Esta víctima, que está jubilado por una invalidez que sufre a consecuencia de las lesiones que sufrió y que se extendieron a otras partes de su cuerpo, señala que desde ese momento se tuvo que ver las caras con él por las denuncias que le interpuso por insulto, amenazas y agresiones sufridas desde entonces. Y recuerda que “O Farelo” fue sancionado por el intento de atropello que sufrió y que de no apartarse a tiempo posiblemente se hablaría de otro desenlace.

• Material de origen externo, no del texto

PR #200, opened 2021-04-09
Add 3.12 to the test matrix

mdellweg:
[noissue]

### DIFF
--- a/.github/workflows/main.yml
+++ b/.github/workflows/main.yml
@@ -19,6 +19,8 @@ jobs:
         include:
           - python: "3.9"
             image_tag: "nightly"
+          - python: "3.8"
+            image_tag: "3.12"
           - python: "3.6"
             image_tag: "3.11"
           - python: "3.6"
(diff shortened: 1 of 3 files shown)


.github/workflows/main.yml
```diff
@@ -27,8 +29,6 @@ jobs:
             image_tag: "3.9"
           - python: "3.7"
             image_tag: "3.8"
-          - python: "3.8"
-            image_tag: "3.7"
```
mdellweg, line 31: I think, we decided to keep compatibility with 5 versions of pulpcore.
OTOH 3.7 seems to get bugfix update still. Should we keep it around?

mdellweg:
Also this is depending on the success of:

https://github.com/pulp/pulp-oci-images/pull/70

.github/workflows/main.yml
daviddavis: Good question. I believe Katello and galaxy are both on 3.7 so I suppose we should.

daviddavis (approved):

PR #203, opened 2021-04-12
Fix mypy invocation for namespace packages

mdellweg:
https://mypy.readthedocs.io/en/stable/running_mypy.html#mapping-file-paths-to-modules


daviddavis:
I think unpinned is fine since we don't have a way to update dependencies (eg dependabot). However, it looks like the options won't work in mypy <0.800 so maybe worth setting `mypy>=0.800`?

daviddavis (approved):

PR #204, opened 2021-04-12
Update mypy

daviddavis:
[noissue]


mdellweg:
This time, i was a few minutes faster. ;)
#203 
The question is, do we still want to pin the version, or do we believe that we fixed _that_ problem for good?

PR #205, opened 2021-04-14
Add some handy pulp rpm commands

vonsch:
* ```pulp rpm content-package list``` for listing rpm content (packages)
 * ```pulp rpm content-package upload``` for uploading rpm content (packages)
 * ```pulp rpm repository modify``` for adding/removing rpm content from repositories

### DIFF
--- a/pulpcore/cli/rpm/context.py
+++ b/pulpcore/cli/rpm/context.py
@@ -10,6 +10,15 @@ from pulpcore.cli.common.context import (
 _ = gettext.gettext
 
 
+class PulpRpmPackageContentContext(PulpEntityContext):
+    ENTITY = "rpm_package content"
+    ENTITIES = "rpm_package content"
+    HREF = "rpm_package_href"
+    LIST_ID = "content_rpm_packages_list"
+    READ_ID = "content_rpm_packages_read"
+    CREATE_ID = "content_rpm_packages_create"
+
+
 class PulpRpmDistributionContext(PulpEntityContext):
     ENTITY = "distribution"
     HREF = "rpm_rpm_distribution_href"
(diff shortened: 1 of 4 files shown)


vonsch:
Please note I'm quite poor python developer, so you might consider this only as an example and baseline for your PR

pulpcore/cli/rpm/context.py
```diff
@@ -10,6 +10,15 @@
 _ = gettext.gettext
 
 
+class PulpRpmPackageContentContext(PulpEntityContext):
```
mdellweg, line 13: I think, It's safe to call this `PulpRpmPackageContext`.

pulpcore/cli/rpm/repository.py
```diff
@@ -110,3 +111,41 @@ def sync(
         href=repository_href,
         body=body,
     )
+
+
+@repository.command()
+@name_option
+@href_option
+@click.option("--add-href", type=str, help="Comma-separated list of rpm content HREFs")
+@click.option("--remove-href", type=str, help="Comma-separated list of rpm content HREFs")
```
mdellweg, line 120: We use json input to specify the content in the file case. And i'd really like to keep the interface consistent, so the user does not need to learn a new way with every plugin.

mdellweg (commented):
Thank you for this contribution. However i think there is overlapping work being done in #194 .
Maybe you should coordinate with @gerrod3

vonsch:
> Thank you for this contribution. However i think there is overlapping work being done in #194 .
> Maybe you should coordinate with @gerrod3

Thank you for pointing to this, I checked #194 and it seems that half of my PR is not necessary at all. Since #194 seems to be more proper approach than mine (and it includes tests etc), I will wait till it gets merged and then I will rebase and improve my PR.

gerrod3:
@vonsch The new content factory subgroup feature has been merged.  Check out [file plugin's](https://github.com/pulp/pulp-cli/blob/develop/pulpcore/cli/file/repository.py#L93-L140 ) implementation of their content commands using this new factory.

mdellweg:
@vonsch may i kindly ask if you are still working on this?

vonsch:
@mdellweg I didn't have enough time to continue on this task, so let's close the PR. I will create new PR when I get again onto this (or some of my colleagues)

Por si todo eso fuera poco, este ribeirense dice que Melisa Abelleira empezó a molestarle e insultarle desde hace aproximadamente un año, cuando empezó a ser pareja de “O Farelo”. Pero lo más grave le ocurrió hace un par de meses cuando regresaba de noche de dar un paseo con su perro por San Roque. Atravesaba unas bocacalles por el entorno del cementerio para ir hacia su casa y vio de frente un Seat Ibiza blanco que le dada las luces y que al ponerse a su altura le lanzó una sonrisa y un gesto que quería indicar que le cortaría el cuello. Esa mujer aparcó el coche en media calle más adelante, se bajó y recorrió los 70 metros que les separaban. Sintió unos pasos corriendo, pero cuando se quiso girar ya le golpeó entre la ceja y el párpado con un objeto oscuro que parecía una pistola, y le pusieron 3 puntos de sutura.

Recuerda que por unos instantes quedó paralizado y tenía dolor, pero seguidamente le apuntó con esa arma a la cabeza y pudo escuchar dos clics de disparos, que le hacen pensar que le quiso dispararle para matarle y falló o se encasquilló y se dio a la fuga. Añade que en esta y otras ocasiones anteriores, las autoridades no hicieron caso a sus denuncias y ahora esas dos personas están imputadas por un presunto delito de homicidio, que cree que de haberse actuado atendiendo a sus demandas se pudo haber evitado. Por todo ello, exige la mayor responsabilidad de parte de todas ellas para que no se repita estos lamentables sucesos.